Ero sorpreso. Conoscendola, mi sembrava strano che non se ne fosse mai fatta vanto.
«Certo
che ho un colore.» C'era una punta di irritazione nella sua voce,
che mi fece tirare un sospiro di sollievo. Preferivo saperla
arrabbiata, persino infuriata, piuttosto che triste e spenta come mi
era apparsa nelle ultime ore.
Gettò
una manciata di sale in una ciotola che aveva davanti e un fumo spesso
si sollevò nella stanza in una lunga colonna di nebbia.
«William
penserà che stiamo dando fuoco ai suoi preziosi mobili
istoriati» commentai, coprendomi la bocca e il naso con la mano.
«Che
pensi quello che gli pare, deve solo provare a venire a protestare.

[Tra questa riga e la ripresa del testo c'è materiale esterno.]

PR #1474, opened 2017-08-22
Status by owner, round 2

matthewbentley:


paasta_tools/cli/cmds/status.py
```diff
@@ -350,6 +356,18 @@ def get_filters(args):
...
+    if args.owner:
+        owners = args.owner.split(',')
+
+        filters.append(
+            # If the instance owner is None, check the service owner, else check the instance owner
+            lambda conf: get_team(
+                overrides={},
+                service=conf.get_service(),
+                soa_dir=args.soa_dir,
+            ) in owners if conf.get_instance_owner() is None else conf.get_instance_owner() in owners,
```
solarkennedy: Why is get_instance_owner not called "get_team" ?

matthewbentley: Probably because naming things is hard ™.  `get_team` would be a better name.

PR #1477, opened 2017-08-23
Make paasta status show the service name

nhandler:
Previously, you had to determine the service name from the app id. This causes `paasta status` to explicitly specify the service name.

This is PAASTA-12553


matthewbentley:
I could have sworn I added this, but I guess it slipped through the cracks when I re-wrote the args mixer re-write.

PR #1479, opened 2017-08-23
remove --memory-swap option from docker run

oktopuz:
remove --memory-swap option from docker run so that mesos can manage this value.

Internal ticket: PAASTA-12450


oktopuz:
Sure. I'll try.

oktopuz:
closing this for now in favor of https://github.com/Yelp/paasta/pull/1480

PR #1480, opened 2017-08-26
Add 64MB to memory-swap to work around PAASTA-12450

oktopuz:
Internal ticket: PAASTA-12450

Add 64MB to memory-swap to work around PAASTA-12450 and to be able to test mesos-slave with --cgroups_limit_swap.

If --cgroups_limit_swap works as intended mesos-slave should reduce memory.memsw.limit_in_bytes from x + 64MB to x + 32MB.

### DIFF
--- a/paasta_tools/utils.py
+++ b/paasta_tools/utils.py
@@ -169,10 +169,11 @@ class InstanceConfig(object):
         """Gets the memory-swap value. This value is passed to the docker
         container to ensure that the total memory limit (memory + swap) is the
         same value as the 'mem' key in soa-configs. Note - this value *has* to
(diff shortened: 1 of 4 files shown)


solarkennedy:
This will cause a big bounce and needs to be carefully rolled out. (right?)

If so, please pin paasta tools so someone doesn't accidentally bounce all services on the next release.

oktopuz:
I pinned paasta-tools in norcal-prod, pnw-prod and nova-prod.
@Rob-Johnson, @mattmb, could you make release and roll it out during the UK day time, when the number of deployments is relatively low?

PR #1484, opened 2017-08-29
adjusts get_marathon_services_for_nerve to handle missing marathon files

fboxwala:
As per SMTSTK-192 - configure_nerve shouldn't crash when a marathon file is not found for a container still running. 

get_marathon_services_for_nerve is called [here](https://github.com/yelp/nerve-tools/blob/master/src/nerve_tools/configure_nerve.py#L289)

### DIFF
--- a/paasta_tools/marathon_tools.py
+++ b/paasta_tools/marathon_tools.py
@@ -769,8 +769,9 @@ def get_marathon_services_running_here_for_nerve(cluster, soa_dir):
                     continue
                 nerve_dict['port'] = port
                 nerve_list.append((registration, nerve_dict))
-        except KeyError:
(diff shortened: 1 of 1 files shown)


paasta_tools/marathon_tools.py
```diff
@@ -771,6 +771,10 @@ def get_marathon_services_running_here_for_nerve(cluster, soa_dir):
                 nerve_list.append((registration, nerve_dict))
         except KeyError:
             continue  # SOA configs got deleted for this app, it'll get cleaned up
+        except NoConfigurationForServiceError:
```
solarkennedy: Go ahead and throw this on line 772 along with the key error, no need to log or anything.

PR #1489, opened 2017-09-01
remote runs in paasta_serviceinit

keymone:
adhoc instances are now sort of adopted by remote-run cmd, except the "interactive" one because we don't care about it?

also only status command is handled for now.

### DIFF
--- a/paasta_tools/paasta_remote_run.py
+++ b/paasta_tools/paasta_remote_run.py
@@ -412,20 +412,22 @@ def remote_run_stop(args):
         paasta_print(teardown.text)
 
 
-frameworks = None
-def remote_run_list(args, reset_frameworks=False):
-    _, service, cluster, _, instance, _ = extract_args(args)
+def remote_run_frameworks():
+    return get_all_frameworks(active_only=True)
 
-    global frameworks
 
-    if reset_frameworks:
-        frameworks = None
-
+def remote_run_filter_frameworks(service, instance, frameworks=None):
     if frameworks is None:
-        frameworks = get_all_frameworks(active_only=True)
+        frameworks = remote_run_frameworks()
 
     prefix = "paasta-remote %s.%s" % (service, instance)
-    filtered = [f for f in frameworks if f.name.startswith(prefix)]
+    return [f for f in frameworks if f.name.startswith(prefix)]
+
+
+def remote_run_list(args, frameworks=None):
+    _, service, cluster, _, instance, _ = extract_args(args)
+    filtered = remote_run_frameworks_for(
+        service, instance, frameworks=frameworks)
     filtered.sort(key=lambda x: x.name)
     for f in filtered:
         launch_time, run_id = re.match(
--- a/paasta_tools/paasta_remote_run.py
+++ b/paasta_tools/paasta_remote_run.py
@@ -424,8 +424,7 @@ def remote_run_filter_frameworks(service, instance, frameworks=None):
     return [f for f in frameworks if f.name.startswith(prefix)]
 
 
-def remote_run_list(args, frameworks=None):
-    _, service, cluster, _, instance, _ = extract_args(args)
+def remote_run_list_report(service, instance, cluster, frameworks=None):
     filtered = remote_run_filter_frameworks(
         service, instance, frameworks=frameworks,
     )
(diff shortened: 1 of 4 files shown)


paasta_tools/paasta_remote_run.py
```diff
@@ -111,17 +111,36 @@ def extract_args(args):
...
+        if instance_type != 'adhoc':
+            paasta_print(
+                PaastaColors.red(
+                    (
+                        "Please use instance declared in adhoc.yaml for use "
+                        "with remote-run, {} is declared as {}"
+                    ).format(instance, instance_type)
+                )
+            )
+            os._exit(1)
```
Rob-Johnson: I think sys.exit(1) is the 'cleaner' way to exit. os._exit is pretty brutal

paasta_tools/paasta_remote_run.py
```diff
@@ -392,20 +411,35 @@ def remote_run_stop(args):
         paasta_print(teardown.text)
 
 
-def remote_run_list(args):
-    _, service, cluster, _, instance, _ = extract_args(args)
-    frameworks = get_all_frameworks(active_only=True)
+def remote_run_frameworks():
+    return get_all_frameworks(active_only=True)
```
Rob-Johnson: will ``active_only=True`` mean that you only see running frameworks? What if you want to see those that have finished?

paasta_tools/paasta_serviceinit.py
```diff
@@ -143,57 +145,107 @@ def main():
...
+                        instance=instance,
+                        cluster=cluster,
+                        verbose=args.verbose,
+                        soa_dir=args.soa_dir,
+                    )
+                elif instance_type == 'adhoc':
+                    if instance == 'interactive':
+                        continue
+                    if command != 'status':
+                        continue
```
Rob-Johnson: can we ``raise NotImplementedError`` here rather than failing silently?

paasta_tools/paasta_serviceinit.py
```diff
@@ -143,57 +145,107 @@ def main():
...
+
+                    paasta_remote_run.remote_run_list(
```
Rob-Johnson: I think this is fine for now, but we might eventually need to create the equivalent ``remote_run_serviceinit`` to encapsulate all the behaviour. I guess YAGNI for now.

paasta_tools/paasta_serviceinit.py
```diff
@@ -143,57 +145,107 @@ def main():
...
+                        Dict(
```
Rob-Johnson: I'm actually kind of against spreading addict any further than it needs to reach.

paasta_tools/paasta_remote_run.py
keymone: the next ticket will be about looking for tasks in persistence layer, so we probably don't care too much about this detail. if we do change it to show finished tasks, people will start asking questions when they don't find what they're looking for because mesos gc.

paasta_tools/paasta_serviceinit.py
keymone: i didn't want to deal with extending serviceinit argslist at this point, but eventually - yes, that will be the case.

keymone:
@Rob-Johnson thanks, i've addressed your points (i think).

@solarkennedy @EvanKrall is this a 🚢 ?

paasta_tools/paasta_serviceinit.py
```diff
@@ -143,57 +144,109 @@ def main():
...
+                        soa_dir=args.soa_dir,
+                    )
+                elif instance_type == 'adhoc':
+                    if instance == 'interactive':
+                        raise NotImplementedError
+                    if command != 'status':
+                        raise NotImplementedError
+
+                    paasta_remote_run.remote_run_list(
+                        argparse.Namespace(
```
solarkennedy: Can you not use the argparser?

keymone: i'd like to reuse the `remote_run_list` but it takes argparse.Namespace as an argument and i don't want to change it's signature. could you elaborate why i shouldn't use argparse here?

solarkennedy: It is nice to call our functions consistently using normal keyword arguments. Plus it helps with static validation (vim, pylint, mocking, etc) to make sure we are sending it valid keyword arguments. And finally just general consistency in the codebase.

keymone: done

Sono proprio dell'umore adatto per scambiare quattro chiacchiere con il
mio adorabile cognato...»
Oh, sì. Tira fuori il carattere, piccola.
«Se
è un uomo avveduto non lo farà. Dubito che voglia correre
il rischio di vedere il tuo simpatico falò esteso a tutto il
palazzo.»
«Non è un falò, ma un passaggio.»
Fu
sufficiente una formula perché un forte vento iniziasse a
spirare tra le pareti della stanza. Ma le finestre erano tutte chiuse.
La colonna di fumo tremolò, poi, lentamente, mutò forma
assumendo sembianze sempre più umane, finché non si
tramutò in una donnina dall'aria caparbia. Indossava una tunica
verde e i suoi capelli erano grigi come il ferro.

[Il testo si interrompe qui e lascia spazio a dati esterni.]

PR #1492, opened 2017-09-05
Instance configs experiments

oktopuz:
TLDR; An idea of a new way to work with yelpsoa-configs, so that to only read them once and to not use any caches.

Right now to iterate over instances of MarathonServiceConfig, we usually read yelpsoa-configs once  to get the service-instance pairs (get_services_for_cluster), and then we read the same files many times to create MarathonServiceConfig objects (load_marathon_service_config).
Moreover we implemented cache https://github.com/Yelp/paasta/blob/master/paasta_tools/marathon_tools.py#L160 to solve some performance issues caused by this approach.

The idea is to get rid of all the complexity by introducing a new class (PaastaServiceConfig ) which is capable of creating instance configs without re-reading yaml files.
I adjusted check_marathon_services_replication to show how it would look like after switching to PaastaServiceConfig.

### DIFF
--- a/docs/source/generated/paasta_tools.paasta_service_config.rst
+++ b/docs/source/generated/paasta_tools.paasta_service_config.rst
@@ -1,0 +1,7 @@
+paasta_tools.paasta_service_config module
+=========================================
+
+.. automodule:: paasta_tools.paasta_service_config
+    :members:
+    :undoc-members:
+    :show-inheritance:
--- a/docs/source/generated/paasta_tools.rst
+++ b/docs/source/generated/paasta_tools.rst
@@ -65,6 +65,7 @@ Submodules
    paasta_tools.paasta_metastatus
    paasta_tools.paasta_native_serviceinit
    paasta_tools.paasta_remote_run
+   paasta_tools.paasta_service_config
    paasta_tools.paasta_serviceinit
    paasta_tools.remote_git
    paasta_tools.secret_tools
--- a/paasta_tools/adhoc_tools.py
+++ b/paasta_tools/adhoc_tools.py
@@ -76,6 +76,16 @@ class AdhocJobConfig(LongRunningServiceConfig):
             soa_dir=soa_dir,
         )
 
+    def __repr__(self):
+        return "AdhocJobConfig(%r, %r, %r, %r, %r, %r)" % (
+            self.service,
+            self.cluster,
+            self.instance,
+            self.config_dict,
+            self.branch_dict,
+            self.soa_dir,
+        )
+
 
 def get_default_interactive_config(service, cluster, soa_dir, load_deployments=False):
     default_job_config = {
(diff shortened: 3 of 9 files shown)


oktopuz:
This is getting too big, thus I stop at this point and try get your approval for merging.

There are a couple of safe cosmetic changes in adhoc_tools.py, chronos_tools.py and utils.py.
paasta_service_config.py is a new file. The only thing uses and has changes a lot is check_marathon_services_replication.py

PaastaServiceConfig provides the following interfaces to work with yelpsoa-config:

```
>>> from paasta_tools.paasta_service_config import PaastaServiceConfig
>>> from paasta_tools.utils import DEFAULT_SOA_DIR
>>>
>>> sc = PaastaServiceConfig(service='fake_service', soa_dir=DEFAULT_SOA_DIR)
>>>
>>> for instance in sc.instances(cluster='fake_cluster', instance_type='marathon'):
...     print(instance)
...
main
canary
>>>
>>> for instance_config in sc.instance_configs(cluster='fake_cluster', instance_type='marathon'):
...     print(instance_config.get_instance())
...
main
canary
>>>
>>> instance_config = sc.instance_config(cluster='fake_cluster', instance='main')
>>> print(instance_config.get_instance())
...
main
>>>
```

solarkennedy:
In general I'm in favor of this, however you should not try to work on this while @EvanKrall is working on the sharded stuff, as it will be merge-conflict hell.

If we do this, however, I would like to take the opportunity to give it a better name, like `Noodle`, to make it more obvious about what this object *is*. config, instance, instance_config, they kinda suck :(

oktopuz:
How about:

- class PaastaServiceConfig -> class NoddleMaker
- PaastaServiceConfig.instances -> NoddleMaker.instance_names (returns: generator[str])
- PaastaServiceConfig.instance_configs -> NoddleMaker.noodles (returns: generator[Noodle])
- PaastaServiceConfig.instance_config -> NoddleMaker.noodle (returns: Noodle)

where Noodle is a sub-class of InstanceConfig.

solarkennedy:
@EvanKrall can you share your opinion?

oktopuz:
I changed class and method names and rebased this branch.
Ping @EvanKrall

oktopuz:
@solarkennedy if you are only concerned about names, they can be changed later using sed if someone has a better idea.
This is mostly new code. It shouldn't break anything. 
It could be easier to come up with an opinion when we start using it.

EvanKrall:
I always imagined "Noodle" to replace "Instance", not "InstanceConfig", though if we're actually changing it, I think "Job" is a better name still.

So `InstanceConfig` -> `JobConfig`
`--instance` -> `--job`
`service_instance` -> `service_job`


Or if we're going to go with Noodle, then:

`InstanceConfig` -> `NoodleConfig`
`--instance` -> `--noodle`
`service_instance` -> `service_noodle`
etc.

But I don't think `Noodle` should refer *only* to the configuration of an instance. If we're going to call instances instances, then we should call their configs `InstanceConfig`.

oktopuz:
I removed PaastaServiceConfig -> NoodleMaker transformation and I would prefer to leave renaming out of the scope of this PR and consider it only as a way to quickly iterate instance names and instance configs without re-reading yelpsoa-configs.

PR #1493, opened 2017-09-06
Rename the bounce_queue to pending_bounces

solarkennedy:
I'm going to try renaming things one thing at a time.

Does "pending_bounces" better describe what the bounce_q currently is?


nhandler:
I don't really think this is any more or less obvious. Maybe something more in line with the descriptions in our documentation like `bounce_queue` -> `pending_setup_marathon_job_queue`, and `inbox_queue` -> `needs_to_bounce_eventually_queue`

I would also suggest proposing new names for all of the queues first (even if you ship the changes one at a time).

PR #1494, opened 2017-09-07
PAASTA-12576: Optimize check_marathon_service runtime.

oktopuz:
* Remove unused 'client' from check_service_replication
* Pass cluster to marathon_tools.get_expected_instance_count_for_namespace() to avoid calling load_system_paasta_config() at https://github.com/Yelp/paasta/blob/master/paasta_tools/marathon_tools.py#L927
* Cache mesos_tools.get_slaves for 10 seconds. This reduces the number of calls to mesos-master from 105 (76 seconds) to 9 (11 seconds) on norcal-prod.

### DIFF
--- a/paasta_tools/mesos_tools.py
+++ b/paasta_tools/mesos_tools.py
@@ -572,7 +572,6 @@ def get_mesos_slaves_grouped_by_attribute(slaves, attribute):
     }
 
 
-@time_cache(ttl=10)
 def get_slaves():
     return get_mesos_master().fetch("/master/slaves").json()['slaves']
 
--- a/paasta_tools/mesos_tools.py
+++ b/paasta_tools/mesos_tools.py
@@ -572,6 +572,7 @@ def get_mesos_slaves_grouped_by_attribute(slaves, attribute):
     }
 
 
+@time_cache(ttl=10)
 def get_slaves():
     return get_mesos_master().fetch("/master/slaves").json()['slaves']
 
--- a/paasta_tools/smartstack_tools.py
+++ b/paasta_tools/smartstack_tools.py
@@ -119,18 +119,13 @@ def get_multiple_backends(services, synapse_host, synapse_port, synapse_haproxy_
     return backends
 
 
-def load_smartstack_info_for_service(
-    service, namespace, blacklist, system_paasta_config,
-    soa_dir=DEFAULT_SOA_DIR, mesos_slaves=None,
-):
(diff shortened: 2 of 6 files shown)


paasta_tools/mesos_tools.py
```diff
@@ -570,6 +570,7 @@ def get_mesos_slaves_grouped_by_attribute(slaves, attribute):
     }
 
 
+@time_cache(ttl=10)
```
Rob-Johnson: im not so keen on this, since it isn't really 'opt in'. can you change the caller instead?

oktopuz: To change the caller, I'll need to rewrite [mesos_tools.get_all_slaves_for_blacklist_whitelist](https://github.com/Yelp/paasta/blob/master/paasta_tools/mesos_tools.py#L538), and then [smartstack_tools.get_smartstack_replication_for_attribute](https://github.com/Yelp/paasta/blob/master/paasta_tools/smartstack_tools.py#L140) and [marathon_serviceinit.status_smartstack_backends](https://github.com/Yelp/paasta/blob/master/paasta_tools/marathon_serviceinit.py#L284) because they use get_all_slaves_for_blacklist_whitelist and so on.

I'm happy to do this, because I don't feel we should have a function that silently query mesos master every time we call it, but could you confirm please that we are on the same page regarding changing the caller?

oktopuz: This PR is not complete yet, but I've already changed what you asked.

oktopuz:
This PR is ready for review.
It takes 19s to run the check on the norcal-prod cluster.

paasta_tools/smartstack_tools.py
```diff
@@ -314,3 +336,92 @@ def match_backends_and_tasks(backends, tasks):
...
+
+        :param location: A string that identifies a habitat, a region and etc.
+        :param hosts: A list of mesos slave hostnames in this location.
+        :param instance_config: An instance of MarathonServiceConfig.
+        :returns: A dict {"service.instance": number_of_instances}.
+        """
+        full_name = compose_job_id(instance_config.service, instance_config.instance)
+        if location not in self._cache:
+            self._cache[location] = get_replication_for_all_services_from_synapse_haproxy(
+                synapse_host=hosts[0],
```
Rob-Johnson: why bother passing a list of hosts if you're only ever going to use one?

«Lina la Rosa, perché mi chiami al tuo cospetto?»
Per un istante pensai di aver capito male.
«Rosa? Il tuo colore è il rosa?!» bisbigliai, avvicinandomi alla maga.
«Taci,
Joy!» sibilò Lina, prima di rivolgersi all'apparizione.
«Vi ringrazio per aver ascoltato la mia chiamata, Viviana la
Verde. Mi trovo impossibilitata a raggiungere la Gilda e ho urgente
bisogno del vostro aiuto...»
«Hahahahaha! Ma davvero il suo colore è il rosa?!»
«Chi è questo individuo?»
«È solo un cretino» rispose Lina, impassibile. «Vi prego di non fare caso a lui.»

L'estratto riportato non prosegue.